# York Bowen



## Polednice

I was just wondering if anyone is familiar with this English composer (1884 - 1961).

I was looking through the piano repertoire list for the ATCL diploma and came across his Toccata. I rather liked the piece, and, as I'd never heard of him before, I wondered if anyone else might have some specific recommendations.


----------



## mmsbls

I have heard several works by Bowen. I don't know any of his piano works, but I fully endorse his viola concerto.


----------



## Rangstrom

There are quite a few recordings available (thanks to Dutton and Hyperion). The Hyperion/Hough recording of solo piano music is very enjoyable. I'm not sure if the Toccata on the cd is the one you heard. A recording of his cello concerto on Dutton just arrived this week, but I haven't listened to it yet.

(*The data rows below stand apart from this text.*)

PR #3520, opened 2025-02-17
mkosi-obs: use compression and update ESP when DDIs are built with UKIs

bluca:


mkosi/resources/mkosi-obs/mkosi.build
```diff
@@ -58,6 +58,23 @@ while read -r SIG; do
...
+    if [ -f "${DEST%efi}raw" ] || [ -f "${DEST%efi}raw.zst" ]; then
+        if [ -f "${DEST%efi}raw.zst" ]; then
+            unzstd "${DEST%efi}raw.zst"
+        fi
+        offset="$(systemd-repart --json=short "${DEST%efi}raw" | jq -r '.[] | select(.type == "esp") | .offset')"
+        if [ "$offset" = "null" ]; then
+            rm -f "${DEST%efi}raw"
+            continue
+        fi
+        mcopy -o -i "${DEST%efi}raw@@${offset}" "$DEST" "::EFI/Linux/$(basename "$DEST")"
```
DaanDeMeyer, line 72: So this is problematic. To make sysupdate work we need to follow the naming format from the match pattern of the sysupdate file. This looks as follows:

```
MatchPattern=%M_@v+@l-@d.efi \
             %M_@v+@l.efi \
             %M_@v.efi
```

I think for starters naming it `<image-id>_<image-version>.efi` in the ESP is fine. That's information which is easily available from the os-release file. We can figure out how to implement boot counting later.

DaanDeMeyer (changes requested):

mkosi/resources/mkosi-obs/mkosi.build
bluca: the name isn't decided here? It's what mkosi spits out

bluca: ie this script is just using whatever filename is decided by the mkosi build, it just looks at suffixes and the output dir

bluca: ie, this is not a new uki being added, it's replacing the existing one - hence the `-o` parameter to mcopy, to overwrite the existing file

DaanDeMeyer: Yes mkosi spits out according to `Output=` that's OK because that UKI is intended for consumption by systemd-sysupdate which will give it the proper name when installing it to the ESP. Here we're not using systemd-sysupdate to install the UKI to the ESP so you're responsible to give it the proper name.

bluca: IE before this change, the mkosi-built DDI `ParticleOS-x86-64_3.6.raw` contains `/efi/EFI/Linux/ParticleOS-x86-64_3.6.efi`

DaanDeMeyer: Are you sure you're on the latest version of mkosi and particleos?

```
-bash-5.2# ls /efi/EFI/Linux/
ParticleOS_20250217145022.efi
```

bluca: mkosi yes, particle maybe not, rebuilding

DaanDeMeyer (approved):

Hyperion also has a recording of his 3rd and 4th piano concerti as part of the Romantic Piano Concerto series, which is on my wish list.


----------



## violadude

I played a quartet for 4 violas by him at a viola camp I went to for a few years. We all really liked the piece, but the climax of the piece we loved and it was rather easier than the rest of it, so we just played that part over and over again. haha


----------



## World Violist

Yep, I'm another one for his viola music. It's all masterfully written; he was a great pianist and orchestrator as well as being a decent violist who was a good friend of Lionel Tertis. He's a fascinating composer who hasn't been done justice in the concert hall, though there are several wonderful recordings. Check out Lawrence Power's recording of his complete music for viola (I personally don't care for him, but many swear by Lawrence Power). Power also recorded the viola concerto in a separate release (paired with Walton). I haven't heard other recordings of the concerto.


----------



## Sid James

I borrowed a disc with Bowen's _Viola Concerto_, coupled with that of Cecil Forsyth (on the Hyperion label, played by Lawrence Power mentioned above). I only listened to it once & Bowen's concerto grabbed me more than Forsyth's; Bowen's one seemed kind of less predictable, although Forsyth's one was good too. I've read that during their time (from 1900 onwards & also throughout the inter-war years) Bowen was more famous than Bax. This has kind of reversed now, at least in terms of live performances & the public's general familiarity (or lack thereof) with these two composers. But in terms of things available on disc, Bowen is definitely catching up with Bax. I think, judging from what relatively little music I've heard by both, they were kind of on the same wavelength, being more intuitive than rigid/orthodox in the way they wrote their music...


----------



## World Violist

Sid James said:


> I borrowed a disc with Bowen's _Viola Concerto_, coupled with that of Cecil Forsyth (on the Hyperion label, played by Lawrence Power mentioned above).


Yes, that's the one I meant. The disc with Walton is paired with Rubbra's viola concerto. Silly me!



Sid James said:


> I only listened to it once & Bowen's concerto grabbed me more than Forsyth's; Bowen's one seemed kind of less predictable, although Forsyth's one was good too. I've read that during their time (from 1900 onwards & also throughout the inter-war years) Bowen was more famous than Bax. This has kind of reversed now, at least in terms of live performances & the public's general familiarity (or lack thereof) with these two composers. But in terms of things available on disc, Bowen is definitely catching up with Bax. I think, judging from what relatively little music I've heard by both, they were kind of on the same wavelength, being more intuitive than rigid/orthodox in the way they wrote their music...


I think you're right on this. Part of the reason I think Bax so overshadows Bowen currently is that the former wrote 7 symphonies of very high quality, whereas Bowen I think wrote two that were never really thought much of for whatever reason. Whatever the case, both are composers that should be taken seriously, and lately have been so.


----------